EXERCISE INSTRUCTIONS: Nothing before the line containing "PR #1165, opened 2015-07-29" belongs in the answer; quote that line and all lines after it through the end of the material, word for word.

EXERCISE DATA:
★ ★ ★

PR #1158, opened 2015-07-27
Fix multiple body areas

davea:
This PR:

 - Fixes a bug in `App::get_param_list` that would cause a non-empty list to be returned if the param was missing from the request
 - Fixes a bug meaning only the first of the selected areas would be associated with the body when updating or creating it.


dracos:
Looks good, thanks for spotting this!

PR #1159, opened 2015-07-28
Add a custom FAQ page for Stevenage Borough Council

stevenday:
Most of the content is cribbed from other councils, with the exception of
their Out of Hours number which I found on their website.

Closes https://github.com/mysociety/FixMyStreet-Commercial/issues/661


dracos:
GitHub link should be HTTPS, otherwise looks fine.

PR #1160, opened 2015-07-28
Show admin notes in the Zurich admin

stevenday:
https://github.com/mysociety/FixMyStreet-Commercial/issues/706 notes that no
error messages are being shown in the zurich admin. This is because the
document body doesn't have the `show-admin-notes` class that stops them being
hidden by CSS. I've updated the `zurich/admin/header.html` template to fix
this.

Was this just an oversight, or was it intentional for some reason?

Fixes https://github.com/mysociety/FixMyStreet-Commercial/issues/706

### DIFF
--- a/templates/web/zurich/admin/header.html
+++ b/templates/web/zurich/admin/header.html
@@ -1,5 +1,5 @@
 [%
-    SET bodyclass = bodyclass || 'fullwidthpage';
+    SET bodyclass = bodyclass || 'fullwidthpage show-admin-notes';
     INCLUDE 'header.html' admin = 1, bodyclass = bodyclass _ ' admin';
 
     states = {


davea:
Just an oversight, I think. Nice fix! :+1: 

Please put this commit onto `zurich-2015-dev` too :)

dracos:
I think actually show-admin-notes class should probably be dropped.

dracos:
To expand, it looks like it was introduced in order to make admin notes optional on old installations that might not want them (so only new installs would have it in the header so that they would display). But it looks like all installations now have actual errors (e.g. this one, and the default "No results found" on some pages) using the classes that will be hidden unless the show-admin-notes is present. I think it should probably therefore be removed.

davewhiteland:
@dracos is correct, `show-admin-notes` was a CSS class that was my attempt to add the admin notes to cobrands that wanted them without them appearing on extant cobrands that didn't, without breaking out a new config variable. I think it's out of date now since we're displaying those error messages within the same classes. Poor separation of concerns there; so I approve of dropping it now it's served its (dubious anyway) purpose.

stevenday:
Ta! I've opened a new PR to fix it in Master - once that's merged, I'll get it into Zurich manually.

PR #1162, opened 2015-07-28
Drop .show-admin-notes class and associated code

### LINKED ISSUE #1161: Drop show-admin-notes CSS class and just show admin notes everywhere
From https://github.com/mysociety/fixmystreet/pull/1160 - this is a relic of an older situation that no longer applies.

stevenday:
As per @dracos and @davewhiteland's comments on https://github.com/mysociety/fixmystreet/pull/1160
this removes the show-admin-notes css and makes admin notes and errors display
all the time.

Closes #1161

This will need to be backported to Zurich to close https://github.com/mysociety/FixMyStreet-Commercial/issues/706 too.


dracos:
I don't think it needs the first display:block block as that was only there to counteract the default display:none, now removed; with that bit gone, looks good, thanks!

PR #1165, opened 2015-07-29
[East Sussex, Greenwich] Add contact email addresses

stevenday:
Overrides `contact_email` in the East Sussex and Greenwich cobrands so that emails from the
`/contact` page get sent to the council, rather than us.

~~This is hopefully very simple, I'm just making it a PR so that someone can
tell me if I've misunderstood all the implications of doing this (I have 4
more cobrands to update this on soon).~~

Fixes https://github.com/mysociety/FixMyStreet-Commercial/issues/619, https://github.com/mysociety/FixMyStreet-Commercial/issues/726

### DIFF
--- a/perllib/FixMyStreet/Cobrand/EastSussex.pm
+++ b/perllib/FixMyStreet/Cobrand/EastSussex.pm
@@ -48,16 +48,16 @@ Can run with a script or command line like:
 =cut
 
 use constant POTHOLE_SIZES => [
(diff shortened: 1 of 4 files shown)


dracos:
No, I think that's all there is to it :) Probably easiest to stick all the changes for this in one commit.

stevenday:
Ta, I've added greenwich's too, still waiting on Stevenage and Oxfordshire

★ ★ ★

RESULT FOR THIS TASK:
PR #1165, opened 2015-07-29
[East Sussex, Greenwich] Add contact email addresses

stevenday:
Overrides `contact_email` in the East Sussex and Greenwich cobrands so that emails from the
`/contact` page get sent to the council, rather than us.

~~This is hopefully very simple, I'm just making it a PR so that someone can
tell me if I've misunderstood all the implications of doing this (I have 4
more cobrands to update this on soon).~~

Fixes https://github.com/mysociety/FixMyStreet-Commercial/issues/619, https://github.com/mysociety/FixMyStreet-Commercial/issues/726

### DIFF
--- a/perllib/FixMyStreet/Cobrand/EastSussex.pm
+++ b/perllib/FixMyStreet/Cobrand/EastSussex.pm
@@ -48,16 +48,16 @@ Can run with a script or command line like:
 =cut
 
 use constant POTHOLE_SIZES => [
(diff shortened: 1 of 4 files shown)


dracos:
No, I think that's all there is to it :) Probably easiest to stick all the changes for this in one commit.

stevenday:
Ta, I've added greenwich's too, still waiting on Stevenage and Oxfordshire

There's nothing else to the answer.